- Other post: Canon of the cathedral chapter of Paris
- Previous post: Canon of the cathedral chapter of Noyon

Orders
- Created cardinal: 18 February 1212 by Pope Innocent III
- Rank: Cardinal priest

Personal details
- Born: circa 1160/1170 England
- Died: 6 February 1219 (aged c. 49–59) Damietta, Egypt
- Buried: Damietta, Egypt
- Denomination: Roman Catholic

= Robert of Courson =

English cardinal (1160/1170–1219)

Robert of Courson or Courçon (also written de Curson, or Curzon; c. 1160/1170 – 1219) was a scholar at the University of Paris and later a cardinal and papal legate.

==Life==
Robert of Courson was born in England some time between 1160 and 1170. Little is known about his family or early life. He may have been a member of an Anglo-Norman family originating from the village of Notre-Dame-de-Courson in Normandy. Robert was a student of the Parisian theologian Peter the Chanter - a reference to Peter's death in 1197 in Robert's Summa indicates that he must have studied with the Chanter near the end of his career in the 1190s.

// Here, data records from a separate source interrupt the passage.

PR #2196, opened 2025-08-07
feat: add IterateColumns method for improved performance

### LINKED ISSUE #2191: support Rows.IterateColumns
### Description

Rows.Columns return []string, the performance is not good, because user usuall want to iterate []string

the difference is: user want iterate each string, not want []string

so the []string can be removed, because it cost performance, espacially big []string

maybe could support Rows.IterateColumns(), user use it like below

```go
iterateFunc := func(index int, cell string) {

}

rows.IterateColumns(iterateFunc)
```

### Additional context

_No response_

### Validations

- [x] Check that there isn't already an issue that requests the same feature to avoid creating a duplicate.

DengY11:
# PR Details

Add rows.IterateColumns(iterateFunc), iterate it with a callback function instead create a huge []string.And that will enhance memory performance

## Related Issue
close #2191 

## Example:
```go
err := rows.IterateColumns(func(index int, cell string) error {
    fmt.Printf("column %d: %s\n", index, cell)
    return nil
})
```

## How Has This Been Tested
go test

## Types of changes

## Checklist

- [] My change requires a change to the documentation.


ankisme:
Is this pr still adding? Wish to add the feature

PR #2200, opened 2025-08-16
Add custom ZIP writer support for WriteToBuffer function

a2659802:
# PR Details

## Description

Added `WriteToBufferCustomZIP` method, which allows using a custom ZIP library (e.g., `github.com/klauspost/compress/zip`) for better performance while keeping the original `WriteToBuffer` method backward-compatible.

- Introduced `ZipWriter` interface to abstract standard and custom ZIP writers.  
- `WriteToBuffer` now calls `WriteToBufferCustomZIP` with the standard library `zip.NewWriter` by default.  
- `writeToZip` method updated to accept `ZipWriter` interface.  

## Related Issue

https://github.com/qax-os/excelize/issues/2199

## Motivation and Context

To improve in-memory write performance and support high-performance third-party ZIP libraries while maintaining compatibility with the standard library.

## How Has This Been Tested

write a benchmark test for testing performance 

```go
package excel

import (
	"archive/zip"
	"bytes"
	"fmt"
	"io"
	"testing"

	kzip "github.com/klauspost/compress/zip"

	"github.com/stretchr/testify/require"
	"github.com/xuri/excelize/v2"
)

const (
	columnNum = 10
	columnLen = 100
	rowNum    = 50000
)

var data [rowNum][columnNum]string
var columnName []string
var columnNameAny []any

func init() {
	for r := range rowNum {
		for col := range columnNum {
			data[r][col] = string(bytes.Repeat([]byte{'a'}, columnLen))
		}
	}
	for range columnNum {
		columnName = append(columnName, "name")
		columnNameAny = append(columnNameAny, "name")
	}
}

func libExcelizeStreamImpl(t testing.TB, factory func(io.Writer) excelize.ZipWriter) []byte {
	file := excelize.NewFile()
	defer file.Close()
	sw, err := file.NewStreamWriter("Sheet1")
	require.NoError(t, err)

	style := &excelize.Style{Font: &excelize.Font{
		Bold: true,
	}}
	styleId, err := file.NewStyle(style)
	require.NoError(t, err)
	err = sw.SetRow("A1", columnNameAny, excelize.RowOpts{
		StyleID: styleId,
	})
	require.NoError(t, err)

	for i := range data {
		row := fmt.Sprintf("A%d", i+2)
		err := sw.SetRow(row, []any{data[i][0], data[i][1], data[i][2],
			data[i][3], data[i][4], data[i][5], data[i][6], data[i][7], data[i][8], data[i][9]})
		require.NoError(t, err)
	}

	require.NoError(t, sw.Flush())
	// buffer, err := file.WriteToBuffer()
	buffer, err := file.WriteToBufferCustomZIP(factory)
	require.NoError(t, err)
	return buffer.Bytes()
}

func BenchmarkExcelizeStreamStd(b *testing.B) {
	for b.Loop() {
		_ = libExcelizeStreamImpl(b, func(w io.Writer) excelize.ZipWriter { return zip.NewWriter(w) })
	}
}

func BenchmarkExcelizeStreamKzip(b *testing.B) {
	for b.Loop() {
		_ = libExcelizeStreamImpl(b, func(w io.Writer) excelize.ZipWriter { return kzip.NewWriter(w) })
	}
}

```

```
Running tool: D:\soft\Go125\bin\go.exe test -benchmem -run=^$ -bench ^(BenchmarkExcelizeStreamStd|BenchmarkExcelizeStreamKzip)$ github.com/a2659802/go-example/pkg/excel -count=1

goos: windows
goarch: amd64
pkg: github.com/a2659802/go-example/pkg/excel
cpu: 12th Gen Intel(R) Core(TM) i5-12500
=== RUN   BenchmarkExcelizeStreamStd
BenchmarkExcelizeStreamStd
BenchmarkExcelizeStreamStd-12
       2         599544500 ns/op        272403848 B/op   4153804 allocs/op
=== RUN   BenchmarkExcelizeStreamKzip
BenchmarkExcelizeStreamKzip
BenchmarkExcelizeStreamKzip-12
       3         468739967 ns/op        272623032 B/op   4152989 allocs/op
PASS
ok      github.com/a2659802/go-example/pkg/excel        3.077s
```

## Types of changes

## Checklist

### DIFF
--- a/file.go
+++ b/file.go
@@ -12,12 +12,10 @@
 package excelize
 
 import (
-	"archive/zip"
 	"bytes"
 	"encoding/binary"
 	"encoding/xml"
 	"io"
-	"io/fs"
 	"math"
 	"os"
 	"path/filepath"
@@ -137,22 +135,8 @@ func (f *File) WriteTo(w io.Writer, opts ...Options) (int64, error) {
 // WriteToBuffer provides a function to get bytes.Buffer from the saved file,
 // and it allocates space in memory. Be careful when the file size is large.
 func (f *File) WriteToBuffer() (*bytes.Buffer, error) {
-	return f.WriteToBufferCustomZIP(func(w io.Writer) ZipWriter { return zip.NewWriter(w) })
-}
-
-type ZipWriter interface {
-	Create(name string) (io.Writer, error)
-	AddFS(fsys fs.FS) error
-	Close() error
-}
-
-// WriteToBufferCustomZIP provides a function to write to a buffer using a custom ZIP writer
-// factory. This allows for custom ZIP compression implementations to be used when saving
-// the spreadsheet to memory. The factory function should return a zipWriter interface
-// that will be used to create the final ZIP archive.
-func (f *File) WriteToBufferCustomZIP(factory func(io.Writer) ZipWriter) (*bytes.Buffer, error) {
 	buf := new(bytes.Buffer)
-	zw := factory(buf)
+	zw := f.ZipWriter(buf)
 
 	if err := f.writeToZip(zw); err != nil {
 		_ = zw.Close()
@@ -173,7 +157,7 @@ func (f *File) WriteToBufferCustomZIP(factory func(io.Writer) ZipWriter) (*bytes
 	return buf, nil
 }
 
-// writeToZip provides a function to write to zipWriter
+// writeToZip provides a function to write to ZipWriter.
 func (f *File) writeToZip(zw ZipWriter) error {
 	f.calcChainWriter()
 	f.commentsWriter()
--- a/file.go
+++ b/file.go
@@ -17,6 +17,7 @@ import (
 	"encoding/binary"
 	"encoding/xml"
 	"io"
+	"io/fs"
 	"math"
 	"os"
 	"path/filepath"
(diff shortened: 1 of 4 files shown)


file.go
```diff
@@ -136,8 +137,22 @@ func (f *File) WriteTo(w io.Writer, opts ...Options) (int64, error) {
...
+	Create(name string) (io.Writer, error)
+	AddFS(fsys fs.FS) error
+	Close() error
+}
+
+// WriteToBufferCustomZIP provides a function to write to a buffer using a custom ZIP writer
+// factory. This allows for custom ZIP compression implementations to be used when saving
+// the spreadsheet to memory. The factory function should return a zipWriter interface
+// that will be used to create the final ZIP archive.
+func (f *File) WriteToBufferCustomZIP(factory func(io.Writer) ZipWriter) (*bytes.Buffer, error) {
```
xuri: The `Save` and `SaveAs` function also should be support save workbook with custom zip writer. Introduce new function `SetZipWriter` just like `CharsetTranscoder` instead of this would be better approach.

xuri (changes requested):

xuri (commented):
Note that the third-party archive package kzip you mentioned reduce 25% time cost, but the  size of generated workbook will be increase over 100%.

xuri (approved):

Issue #2205, opened 2025-08-31
Issue with cell character count limitation


torotake:
### Description

In Excel, both the 32,767-character cell limit and the 31-character sheet name limit are based on UTF-16 units. Since surrogate pairs count as two units, strings containing such characters may exceed these limits even if they appear shorter in rune length. In excelize, truncation is done by rune length, which can produce invalid files that trigger a “Problem with some content” alert in Excel.

<img width="260" height="260" alt="Image" src="https://github.com/user-attachments/assets/0f7f52a1-986d-43f7-9851-7502a4b7eb02" />

### Steps to reproduce the issue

According to Caesarius of Heisterbach, Robert taught theology at the University of Paris, probably starting sometime before 1200 and ending when he became a cardinal priest of Saint Stephen of Mount Celius in 1212. Prior to that time he had served as a judge delegate in Paris. In 1213, when Innocent III proclaimed the Fourth Lateran Council to take place in 1215, Robert was made a papal legate to France to help prepare. In this capacity, Robert convened a number of local councils and preached a new crusade in the Holy Land. Robert also ordered new rules for his former university in August 1215, banning certain treatments of Aristotle and the pointed pigache shoes then in fashion. He further attempted to mediate between King John of England and Philip Augustus of France in order to dissuade John from attempting to reconquer lost English possessions in France, eventually leading to a peace in 1215. Robert may also have participated briefly in the Albigensian Crusade in 1214. Robert was not popular as a legate in France and in 1215 the French clergy refused to attend a council he had summoned in Bourges, after which Robert attempted to have them excommunicated.

Robert's term as legate ended with the Fourth Lateran Council in 1215, after which he was sent to Rome. Many of his decisions as papal legate were negated by Innocent or his successor Pope Honorius III. In 1218, Robert was made a papal preacher on the Fifth Crusade to Egypt, where he died during the Siege of Damietta on 6 February 1219.

==Works==

He is the author of several works, including a Summa devoted to questions of canon law and ethics and dealing at length with the question of usury.

His interference in the affairs of the University of Paris, in the midst of the confusion arising from the introduction of the Arabian translations of Aristotle, resulted in the proscription (1215) of the metaphysical as well as the physical treatises of the Stagyrita, together with the summaries thereof (Summæ de eiusdem). At the same time, his rescript (Denifle, "Chartul. Univ. Paris", I, 78) renews the condemnation of the Pantheists David of Dinant and Amaury of Bene, but permits the use, as texts, of Aristotle's Ethics and the logical treatises. The rescript also contains several enactments relating to academic discipline.